# Swedish: hundvakt åt hundarna



## Språkliga Möten

I listened to the radio where a listener says her mother has become "hundvakt åt hundarna". 

I looked up the word but couldn't find the right answer, since hundvakt apparently means a guard who is taking care of a ship at night. What does "hundvakt åt hundarna" mean exactly?


----------



## LilianaB

Dog walker I think. Somebody who takes care of dogs.


----------



## Åvävvla

LilianaB said:


> Dog walker I think. Somebody who takes care of dogs.



Yup, pretty much, but not specifically one who walks (other people's) dogs.

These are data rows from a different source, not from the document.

PR #2086, opened 2022-08-22
[REBASE ONLY] for the PR: #1971

rafaeldtinoco:
This is a rebase for PR: #1971 , squashing 2 commits and solving minor conflicts.

### DIFF
--- a/cmd/tracee-ebpf/flags/output.go
+++ b/cmd/tracee-ebpf/flags/output.go
@@ -29,6 +29,7 @@ option:{stack-addresses,detect-syscall,exec-env,relative-time,exec-hash,parse-ar
   relative-time                                    use relative timestamp instead of wall timestamp for events
   exec-hash                                        when tracing sched_process_exec, show the file hash(sha256) and ctime
   parse-arguments                                  do not show raw machine-readable values for event arguments, instead parse into human readable strings
+  parse-arguments-fds                              enable parse-arguments and enrich fd with its file path translation. This can cause pipeline slowdowns.
   sort-events                                      enable sorting events before passing to them output. This will decrease the overall program efficiency.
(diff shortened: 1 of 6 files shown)


yanivagman:
To avoid an extra context switch while reading the map value in userspace, wouldn't it have been better to read the map value in sys_exit and send it as part of the event?

Also, shouldn't we change the fd argument type to string now?

rafaeldtinoco:
@yanivagman I'm sorry Yaniv, I thought you were out next couple of weeks or else I would have pinged you before merging it. About the fd argument change, if no signatures are relying in fd being an integer we could. I thought about this feature being "an extra" to introspection (more than anything else) as it adds some extra processing that we don't want when dealing with signatures. WDYT ?

geyslan:
> Also, shouldn't we change the fd argument type to string now?

@yanivagman if `parse-arguments-fds` is set, yeah, userspace outputs json as `fdArg.Value.(String)` even though it is initialized as `fdArg.Value.(int32)`.

yanivagman:
> > Also, shouldn't we change the fd argument type to string now?
> 
> @yanivagman if `parse-arguments-fds` is set, yeah, userspace outputs json as `fdArg.Value.(String)` even though it is initialized as `fdArg.Value.(int32)`.

If this is the output:
`[{"name":"fd","type":"int","value":"3=/etc/passwd"},`
Then type should be string then

yanivagman:
> @yanivagman I'm sorry Yaniv, I thought you were out next couple of weeks or else I would have pinged you before merging it. About the fd argument change, if no signatures are relying in fd being an integer we could. I thought about this feature being "an extra" to introspection (more than anything else) as it adds some extra processing that we don't want when dealing with signatures. WDYT ?

Yes, makes sense

rafaeldtinoco:
@geyslan could you move the event generation to sys_exit() then, based in Yaniv's feedback ? Thanks!

PR #2093, opened 2022-08-24
log: introduce logger package

geyslan:
## Initial Checklist

## Description (git log)

Introduce logger package and make sample changes to cmd/tracee-ebpf/main.go.

Fixes: #1787 

## Type of change

## How Has This Been Tested?

- [ ] Test File A
- [ ] Test File B

- command 01
- command 02

## Final Checklist:

## Git Log Checklist:

My commits logs have:


pkg/logger/logger.go
```diff
@@ -0,0 +1,328 @@
...
+
+	var (
+		cfg     zap.Config
+		encoder zapcore.Encoder
+		metrics bool
+	)
+
+	if lvl == DebugLevel {
+		cfg = zap.NewDevelopmentConfig()
+		encoder = zapcore.NewConsoleEncoder(cfg.EncoderConfig)
```
AlonZivony, line 304: Don't you think the encoding should be decided by the user?

pkg/logger/logger.go
```diff
@@ -0,0 +1,328 @@
...
+
+type LogCounter struct {
+	rwMutex sync.RWMutex
+	data    map[LogOrigin]uint32
+}
+
+func (lc *LogCounter) update(lo LogOrigin) {
+	lc.rwMutex.Lock()
+	lc.data[lo]++
+	lc.rwMutex.Unlock()
```
AlonZivony, line 36: For best practice, I think you should use the `defer` option for the unlock, to avoid cases in the future while modifying the function that the unlock won't be reached for some reason.
This is true for the following 2 functions as well in my opinion.

AlonZivony (commented):
Just looked at the code.
I had few comments that you can change as I suggested or tell me if you think I am wrong.
My main issue here is the following - how do you plan to give all packages the logger?
I guess you didn't yet do this change, but I think this is the main issue with creating a logger instance.

geyslan:
> Just looked at the code. I had few comments that you can change as I suggested or tell me if you think I am wrong.

@AlonZivony, first, thanks for your review. :+1: 

> My main issue here is the following - how do you plan to give all packages the logger? I guess you didn't yet do this change, but I think this is the main issue with creating a logger instance.

Currently it's being designed to be used at [package level](https://github.com/aquasecurity/tracee/pull/2093/files#diff-c1dc2eb1e149a1dc7ecd5cb474e167fb456eb7ad0ea0256cf62fba693a89af79R288-R289) `var defaultLogger = New(os.Stdout, InfoLevel)` as well through user-defined instantiations `logger.New()`. Both usages (for Debug) are [here](https://github.com/aquasecurity/tracee/pull/2093/files#diff-c1dc2eb1e149a1dc7ecd5cb474e167fb456eb7ad0ea0256cf62fba693a89af79R168-R174).

In this way, a project can always rely on the package-level `logger.Default()` in conjunction with the user-defined ones:

```go
import "github.com/aquasecurity/tracee/pkg/logger"

logger.Debug(...)
logger.Info(...)

logFile = logger.New(fileWriter, logger.DebugLevel, "enrichment", "ebpf") // only logs when log calls are made from packages ending with "enrichment" or "ebpf".
logFile.Debug(...)
```
The experience can be improved if we create a `logger.SetDefault(l *Logger)` to overwrite defaultLogger with a user-defined logger. WDYT?

cmd/tracee-ebpf/main.go
```diff
@@ -26,6 +30,8 @@ var traceeInstallPath string
 var listenMetrics bool
 var metricsAddr string
 var enrich bool
+var logStdout = logger.Default()
```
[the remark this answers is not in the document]
geyslan: > In my opinion we don't need log for both stdout and stderr.

It would demand a way to set multi writers for an unique logger. I think it can be done using `zapcore.NewMultiWriteSyncer`. 

What if the user require a unique logger with a single writer? It seems the way that tracee is doing this [currently](https://github.com/aquasecurity/tracee/blob/main/cmd/tracee-ebpf/main.go#L65-L66).

> The logger configuration and levels should indicate to where the log should go.

I agree with you that this is a well tied approach. But as I mentioned, if tracee or other project requires to log to different outputs and/or to use different levels for that matter, it would preferable to use a loose approach, letting the user to set it on its own.

pkg/logger/logger.go
geyslan: Yeah, it can be changed.

pkg/logger/logger.go
NDStrahilevitz: Just to note: if this becomes a hot path, defer has a performance overhead. But since this is currently only used in debug mode it should be fine.

cmd/tracee-ebpf/main.go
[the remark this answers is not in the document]
NDStrahilevitz: I think we're already overly flexible and non standard in how we log. 
IMO this PR should be used to solve that problem, not add more flexibility. I think Alon's approach would be better for that.
We also need to remove the debug drilling we used throughout the code, as it's clutter in a lot of cases.
Calling logger.Debug(...) should be enough and should output when running tracee in debug mode.

pkg/logger/logger.go
```diff
@@ -0,0 +1,328 @@
...
+	return l.l.Sync()
+}
+
+// Default returns default logger
+func Default() *Logger {
+	return defaultLogger
+}
+
+// package level Logger
+var defaultLogger = New(os.Stdout, InfoLevel)
```
NDStrahilevitz, line 289: By default we should probably log to stderr, since currently we use stdout as the output of events.

pkg/logger/logger.go
```diff
@@ -0,0 +1,328 @@
...
+		encoder = zapcore.NewJSONEncoder(cfg.EncoderConfig)
+	}
+
+	core := zapcore.NewCore(
+		encoder,
+		zapcore.AddSync(w),
+		zapcore.Level(lvl),
+	)
+
+	pkgs := map[string]bool{}
```
NDStrahilevitz, line 317: Can you please explain how this is used? Maybe add usage to another package to show this mechanism off.

NDStrahilevitz (commented):
So the main reason I thought we need a logger is:
1. Standardizing the way we log throught the project
2. Solving the "debug drilling" everywhere

Number 1 I think is sort of solved here, although I'm not sure in that case why we don't just use a direct zap logger, or any other logger for that matter. Maybe i'm missing something clever done here.

Debug drilling is left as is, which I personally would like to see gone.

In the logger itself, i'm not 100% sure what the metrics and pkgs are supposed to be or solve, some docs on that would be appreciated.

geyslan:
@NDStrahilevitz, thank you for your review.

> Number 1 I think is sort of solved here, although I'm not sure in that case why we don't just use a direct zap logger, or any other logger for that matter. Maybe i'm missing something clever done here.

Using zap logger directly is totally possible but we won't be able to put in one place the required features such as filtering packages and counting logs.

> Debug drilling is left as is, which I personally would like to see gone, since it heavily clutters the code in a lot of places.

Using the package level `logger.Debug()` should suffix that, am I right?

> In the logger itself, i'm not 100% sure what the metrics and pkgs are supposed to be or solve, some docs on that would be appreciated.

I've demonstrated it in this repo: https://github.com/geyslan/logger-poc/blob/main/cmd/zap/main.go

Summarizing:

outerpackage.go
```go
package outerpackage

import logger "github.com/geyslan/logger-poc/logger/zap"

type empty struct{}

func (e empty) fun(l *logger.Logger) {
	l.Debug("4 Debbuging from outer package")
}

func Log(l *logger.Logger) {
	l.Debug("3 Debbuging from outer package")
	empty{}.fun(l)
}
```

main.go
```go
func generateLogsOuter(log *logger.Logger) {
	fmt.Println()
	fmt.Println(strings.Repeat("-", 5), "generateLogs()")

	log.Debug("1 Debbuging from main package")
	log.Debug("2 Debbuging from main package")
	outerpackage.Log(log)
}

func main() {
...
	filteredLogger := logger.New(os.Stdout, logger.DebugLevel, "outerpackage")
	generateLogsOuter(filteredLogger)
	dumpMetrics(filteredLogger)
}
```

`filteredLogger` only logs and updates metrics if logger calls are made from "outerpackage" go package. It only filters calls out if packages are specified on the logger creation.

For that case, we can see in output only the "outerpackage" logs.

```
----- generateLogs()
2022-08-25T15:39:33.615-0300	DEBUG	3 Debbuging from outer package
2022-08-25T15:39:33.615-0300	DEBUG	4 Debbuging from outer package

>>>>> Dump LogCount
key: {File:/home/gg/code/logger-poc/outerpackage/outerpackage.go Line:12} - value: 1
key: {File:/home/gg/code/logger-poc/outerpackage/outerpackage.go Line:8} - value: 1

```
These calls from main were just ignored:

```
	log.Debug("1 Debbuging from main package")
	log.Debug("2 Debbuging from main package")
```

pkg/logger/logger.go
geyslan: I demonstrated in https://github.com/aquasecurity/tracee/pull/2093?ts=8#issuecomment-1227636610 comment. In tracee I think it could be useful when passing a flag like `tracee -debug=ebpf`.

cmd/tracee-ebpf/main.go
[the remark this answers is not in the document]
geyslan: > We also need to remove the debug drilling we used throughout the code, as it's clutter in a lot of cases. Calling logger.Debug(...) should be enough and should output when running tracee in debug mode.

I think this PR is already removing the drilling if the package importer decide to use the package level functions. But for sure we can remove the possibility to create new user-defined loggers letting all importers relying on a singleton.

geyslan:
These are the main points to be solved at the moment, based on the conversation that @rafaeldtinoco had with @NDStrahilevitz:

1. log errors and debug cases
2. debug should be a no-op when not running in debug mode
3. caching the errors to avoid repetitive prints

I will update https://github.com/aquasecurity/tracee/issues/1787 with this so anyone can know the proper requirements.

geyslan:
Closing this due to the new PR https://github.com/aquasecurity/tracee/pull/2110 and to keep this proposal unchanged.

An example would be to get a _hundvakt_ if you are travelling or otherwise cannot look after your dogs for a short period of time. The _hundvakt_ (a neighbor, friend, relative) will make sure the dogs are fed et.c.

_Att ha hundvakten_ means to be on (guard-) duty aboard a ship after midnight.


----------



## hanne

So a "dog sitter", I guess (cf. barnvakt).

So it isn't really necessary to add "åt hundarna" at the end, is it? It sounds like it's just the kind of redundancy you sometimes get in spoken language.


----------



## Åvävvla

hanne said:


> So a "dog sitter", I guess (cf. barnvakt).
> 
> So it isn't really necessary to add "åt hundarna" at the end, is it? It sounds like it's just the kind of redundancy you sometimes get in spoken language.



No, you don't have to add "åt hundarna".


----------



## LilianaB

Wouldn't the word hundvakt come from the times when there were special people in charge of dogs, for example hunting dogs? Just out of curiosity.


----------



## AutumnOwl

LilianaB said:


> Wouldn't the word hundvakt come from the times when there were special people in charge of dogs, for example hunting dogs? Just out of curiosity.


It would probably have been hundskötare (a title which still is used for people taking care of dogs).


----------



## LilianaB

Thank you.


----------



## Sepia

Paa dansk er "hundevagten" ogsaa et udtryk fra soefarten (maaske ogsaa paa svensk). Det er vagten i de mest ubehagelige timer af natten/morgenen - saa vidt jeg husker mellem 0200 og 0600. Der er vel ogsaa en vis doppeltydighed i brugen af ordet, gaar jeg ud fra.


----


I see that somebody already mentioned this - so just take this as a confirmation that the expression also is used in Scandinavia in the same sense.


----------



## LilianaB

It is an English expression as well, and in other languages. It is just a naval or marine expression - dog watch. I just was not familiar with it in any language.


----------



## Den falska sköldpaddan

Språkliga Möten said:


> I listened to the radio where a listener says her mother has become "hundvakt åt hundarna".
> 
> I looked up the word but couldn't find the right answer, since hundvakt apparently means a guard who is taking care of a ship at night. What does "hundvakt åt hundarna" mean exactly?


It simply sounds like bad spoken Swedish—a redundant construction like "dogsitter for the dogs". Words like _hundvakt_ and _kattvakt_ are like _barnvakt_.


----------